One day, Tom's master, Mr. Grimes, was sent for to sweep all the chimneys at Sir John Harthover's mansion, Harthover Place.
At four in the morning they passed through the silent town together and along the peaceful country roads to Sir John's, Mr. Grimes riding the donkey in front and Tom and the brushes walking behind. On the way they came up with an old Irishwoman, limping slowly along and carrying a heavy bundle. She walked along with Tom and asked him many questions about himself, and seemed very sad when he told her that he knew no prayers to say. She told him that she lived far away by the sea; and, how the sea rolled and roared on winter nights and lay still in the bright summer days, for the children to bathe and play in it; and many a story more till Tom longed to go and see the sea and bathe in it likewise.

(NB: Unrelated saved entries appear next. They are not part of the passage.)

PR #2949, opened 2026-07-14
fix(roundtimer): give RoleAggregatorCommittee a 2/3-slot head start

momosh-ssv:
## What

The merged aggregator-committee runner (`RoleAggregatorCommittee`, new in the Boole convergence) never starts consensus at round 1 — it consistently starts at **round ~5** every slot, wasting the entire quick-round budget and generating round-change churn (`could not publish … validation ignored` on the committee topic).

## Root cause

`round1HeadStart` (`protocol/v2/qbft/roundtimer/timer.go`) grants a per-role head start on the slot-relative round timer:

- `RoleCommittee` → 1/3 slot (block available)
- `RoleAggregator`, `RoleSyncCommitteeContribution` → 2/3 slot (attestations available to aggregate)
- everything else → `default: 0`

`RoleAggregatorCommittee` has **no case**, so it falls to `0`. But the aggregator-committee aggregates attestations, so its consensus can only start ~2/3 into the slot. Both the round timer (`RoundTimeout`) and the message validator (`EstimatedRoundAt`, `message/validation/consensus_validation.go`) derive from `round1HeadStart`, so at ~2/3-slot they compute:

```
EstimatedRoundAt(2/3-slot) = FirstRound + (2/3-slot - 0) / QuickTimeout = round 5   (12s slot, 2s quick)
```

i.e. consensus starts already at round 5 every slot. The legacy `RoleAggregator` got a 2/3-slot head start and started at round 1; the merged role lost it.

## Fix

Add `RoleAggregatorCommittee` to the 2/3-slot branch of `round1HeadStart`, mirroring the legacy aggregator. One-line change; both the timer and the validator pick it up (single source of truth).

## Tests

`protocol/v2/qbft/roundtimer/timer_test.go`: added `RoleAggregatorCommittee` cases to `TestRoundTimeoutOffset` (round 1 → `8s + quick`, round 8 → `8s + quickPhase`), `TestEstimatedRoundAt` (keeps round 1 at 2/3-slot), and the boundary/role sweeps. Confirmed the new offset assertions **fail against the unpatched code** (round 1: expected 10s, got 2s).

`go build ./...`, `go test ./protocol/v2/qbft/roundtimer/... ./message/validation/... ./protocol/v2/ssv/validator/... ./protocol/v2/ssv/runner/...` all pass.

## Verification (ssv-mini, Boole fork active)

Live 4-node committee, hot-swapped to a build carrying this fix (on top of the #2947 domain fix, needed for post-Boole consensus at all):

| | before fix | after fix |
|---|---|---|
| `AGGREGATOR_COMMITTEE` decide round | **5** (every slot) | **1** (every slot, e22 s715–722) |
| `validation ignored` publish errors | ~1 / slot | ~0 |
| `COMMITTEE` (attestation) decide round | 1 | 1 (unchanged) |

## Relationship to other fixes

Independent of #2947 (QBFT controller fork domain) — that fix makes post-Boole consensus *possible*; this one makes the aggregator-committee's consensus *efficient*. Both target `integration/boole-convergence`.

### DIFF
--- a/protocol/v2/qbft/roundtimer/timer.go
+++ b/protocol/v2/qbft/roundtimer/timer.go
@@ -132,9 +132,9 @@ func New(ctx context.Context, beaconConfig *networkconfig.Beacon, role spectypes
 // RoundTimeout calculates the timeout duration for a specific role, height, and round.
 //
 // Timeout Rules:
-// - For roles BNRoleAttester and BNRoleSyncCommittee, the base timeout is 1/3 of the slot duration.
-// - For roles BNRoleAggregator and BNRoleSyncCommitteeContribution, the base timeout is 2/3 of the slot duration.
-// - For role BNRoleProposer, the timeout is either quickTimeout or slowTimeout, depending on the round.
+// - For RoleCommittee, the base timeout (Round 1 head start) is 1/3 of the slot duration.
+// - For RoleAggregator, RoleSyncCommitteeContribution and RoleAggregatorCommittee, it is 2/3 of the slot duration.
+// - For RoleProposer, the timeout is either quickTimeout or slowTimeout, depending on the round.
 //
 // Additional Timeout:
 // - For rounds less than or equal to quickThreshold, the additional timeout is 'quick' seconds.
--- a/protocol/v2/qbft/roundtimer/timer.go
+++ b/protocol/v2/qbft/roundtimer/timer.go
@@ -48,8 +48,9 @@ func roundTimeoutForRound(role spectypes.RunnerRole, slotDuration time.Duration,
 
 // round1HeadStart returns the extra time, on top of Round 1's normal quick timeout, that
 // Round 1 is allowed to run for a given role. Committee gets 1/3 of the slot as head start
-// (time for the block to become available); aggregator and sync-committee-contribution get
-// 2/3 of the slot (time for attestations to arrive); proposer gets zero.
+// (time for the block to become available); aggregator, aggregator-committee and
+// sync-committee-contribution get 2/3 of the slot (time for attestations to arrive before
+// aggregating); proposer gets zero.
 //
 // Note: this is NOT the time at which Round 1 -> Round 2 transitions — that transition actually
 // happens at `slotStart + round1HeadStart + QuickTimeout`, because Round 1 still needs to run its
@@ -58,7 +59,7 @@ func round1HeadStart(role spectypes.RunnerRole, slotDuration time.Duration) time
 	switch role {
 	case spectypes.RoleCommittee:
 		return slotDuration / 3
-	case ssvtypes.RoleAggregator, ssvtypes.RoleSyncCommitteeContribution:
+	case ssvtypes.RoleAggregator, ssvtypes.RoleSyncCommitteeContribution, spectypes.RoleAggregatorCommittee:
 		return slotDuration / 3 * 2
 	default:
 		return 0
--- a/protocol/v2/qbft/roundtimer/timer_test.go
+++ b/protocol/v2/qbft/roundtimer/timer_test.go
@@ -123,9 +123,10 @@ func TestEstimatedRoundAt(t *testing.T) {
 			want:         specqbft.FirstRound,
 		},
 		{
-			// Regression for the missing RoleAggregatorCommittee head start: with head start 0
-			// this returned round 5 at two-thirds into the slot (when aggregation data arrives),
-			// starting aggregator-committee consensus mid-round instead of at round 1.
+			// Basic behavioral parity with the aggregator case above. NOTE: at this 600ms slot the
+			// head-start difference (0 vs 400ms) is below one QuickTimeout (2s), so this case alone
+			// does NOT discriminate patched vs unpatched — see the realistic-slot regression assertion
+			// after the loop (and TestRoundTimeoutOffset) for the actual guard.
 			name:         "aggregator-committee keeps first round until two-third slot delay passes",
 			role:         spectypes.RoleAggregatorCommittee,
 			timeIntoSlot: slotDuration / 3 * 2,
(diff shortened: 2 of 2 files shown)


protocol/v2/qbft/roundtimer/timer_test.go
```diff
@@ -121,6 +122,15 @@ func TestEstimatedRoundAt(t *testing.T) {
...
 		},
+		{
+			// Regression for the missing RoleAggregatorCommittee head start: with head start 0
+			// this returned round 5 at two-thirds into the slot (when aggregation data arrives),
+			// starting aggregator-committee consensus mid-round instead of at round 1.
+			name:         "aggregator-committee keeps first round until two-third slot delay passes",
+			role:         spectypes.RoleAggregatorCommittee,
+			timeIntoSlot: slotDuration / 3 * 2,
+			want:         specqbft.FirstRound,
+		},
```
ovidiu-ssv-labs, line 134: This case doesn't exercise the regression it documents, and passes with **and** without the fix.

With `slotDuration = 600ms`, `timeIntoSlot = slotDuration/3*2 = 400ms` and `QuickTimeout = 2s`, `EstimatedRoundAt` returns round 1 either way:
- unpatched (head start 0): `1 + floor(400ms / 2s)` = **1**
- patched (head start 400ms): `1 + floor(0 / 2s)` = **1**

So it's non-discriminating. The comment also claims *"with head start 0 this returned round 5 at two-thirds into the slot"* — that only holds for a **12s** slot; at 600ms it never reaches round 5. The `round 5` narrative is misleading for this case's own parameters.

Suggestion: rewrite this case with a realistic 12s slot (like `TestRoundTimeoutOffset` does) so it actually returns round 5 unpatched / round 1 patched, or drop the `round 5` comment and note that `TestRoundTimeoutOffset` is the real regression guard. (The pre-existing aggregator case just above shares the 600ms non-discriminating property, but doesn't make the false `round 5` claim.)

protocol/v2/qbft/roundtimer/timer_test.go
```diff
@@ -208,6 +222,7 @@ func TestEstimatedRoundAtBoundaries(t *testing.T) {
 		{"committee", spectypes.RoleCommittee},
 		{"aggregator", ssvtypes.RoleAggregator},
 		{"sync_committee_contribution", ssvtypes.RoleSyncCommitteeContribution},
+		{"aggregator_committee", spectypes.RoleAggregatorCommittee},
```
ovidiu-ssv-labs, line 238: Minor: this and the sibling table in `TestEstimatedRoundAtMatchesRoundTimeout` (line 350) are internal-consistency checks — both the expected offset (via `roundTimeoutForRound`) and the actual (`EstimatedRoundAt`) derive from the same `round1HeadStart`, so they'd pass even if the head-start value were wrong (both wrong consistently). Good as invariant guards for the invert-arithmetic relationship, but worth not over-crediting as regression coverage for this bug — the actual guard is `TestRoundTimeoutOffset`.

ovidiu-ssv-labs (commented):
Two test-hygiene notes on the round-timer coverage. The production fix itself looks correct and single-source-of-truth (both `RoundTimeout` and `EstimatedRoundAt` derive from `round1HeadStart`), and `TestRoundTimeoutOffset` genuinely guards it (fails on the unpatched code). The comments below are only about the `EstimatedRoundAt` test cases.

protocol/v2/qbft/roundtimer/timer_test.go
momosh-ssv: Good catch, you're right, that case was non-discriminating and the round-5 comment was false at a 600ms slot. 

Fixed in f14acca: reworded that table case as a plain behavioral check (with a note that the sub-QuickTimeout head-start delta is invisible there), and added a standalone assertion at a realistic 12s slot — `EstimatedRoundAt(RoleAggregatorCommittee, 12s, 8s)` — which resolves to round 1 with the fix and round 5 without it. Confirmed it fails against unpatched code (expected 1, got 5).

protocol/v2/qbft/roundtimer/timer_test.go
momosh-ssv: Agreed, these are invariant guards for the invert-arithmetic relationship, not regression coverage for this bug (both sides derive from `round1HeadStart`, so they'd stay consistent even with a wrong head start). 

The real guards are `TestRoundTimeoutOffset` and the new realistic-slot `EstimatedRoundAt` assertion. I've left these as-is for the invariant they do cover; happy to drop the aggregator-committee rows from them if you'd prefer to avoid over-implying coverage.

protocol/v2/qbft/roundtimer/timer.go
```diff
@@ -48,8 +48,9 @@ func roundTimeoutForRound(role spectypes.RunnerRole, slotDuration time.Duration,
 
 // round1HeadStart returns the extra time, on top of Round 1's normal quick timeout, that
 // Round 1 is allowed to run for a given role. Committee gets 1/3 of the slot as head start
-// (time for the block to become available); aggregator and sync-committee-contribution get
-// 2/3 of the slot (time for attestations to arrive); proposer gets zero.
+// (time for the block to become available); aggregator, aggregator-committee and
+// sync-committee-contribution get 2/3 of the slot (time for attestations to arrive before
```
iurii-ssv, line 52: **Optional docs nit (non-blocking):** now that this comment calls out `aggregator-committee`, the sibling `RoundTimeout` doc block further down (currently ~lines 133–136) reads a bit inconsistently — it still describes the head starts in the old beacon-role vocabulary and doesn't mention the new role:

```go
// - For roles BNRoleAggregator and BNRoleSyncCommitteeContribution, the base timeout is 2/3 of the slot duration.
```

Suggestion: while you're already refreshing timing docs in this file, consider updating that block in the same pass to reference `RoleAggregatorCommittee` (and the `RunnerRole` naming) so both comments stay in sync. Purely a documentation tidy-up — no behavioral impact.

iurii-ssv (approved):
LGTM, just 1 minor suggestion

ovidiu-ssv-labs (approved):

protocol/v2/qbft/roundtimer/timer.go
momosh-ssv: Good point, thanks.
Updated in d65cb943e: the `RoundTimeout` doc block now uses the `RunnerRole` names the switch actually operates on (`RoleCommittee` 1/3, `RoleAggregator`/`RoleSyncCommitteeContribution`/`RoleAggregatorCommittee` 2/3, `RoleProposer` quick/slow), consistent with the `round1HeadStart` comment.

When, at length, they came to a spring, Grimes got off his donkey, to refresh himself by dipping his head in the water. Because Tom followed his example, his master immediately thrashed him.
"Are you not ashamed of yourself, Thomas Grimes?" said the Irishwoman.
Grimes looked up, startled at her knowing his name; but he answered: "No, nor never was yet," and went on beating Tom.
"True for you. If you ever had been ashamed of yourself, you would have gone into Vendale long ago."
"What do you know about Vendale?" shouted Grimes; but he left off beating Tom.
"I know about Vendale and about you, too, and if you strike that boy again I can tell you what I know."
Grimes seemed quite cowed and got on his donkey without another word.
"Stop!" said the Irishwoman. "I have one more word for you both, for you will see me again. Those that wish to be clean, clean they will be; and those that wish to be foul, foul they will be. Remember."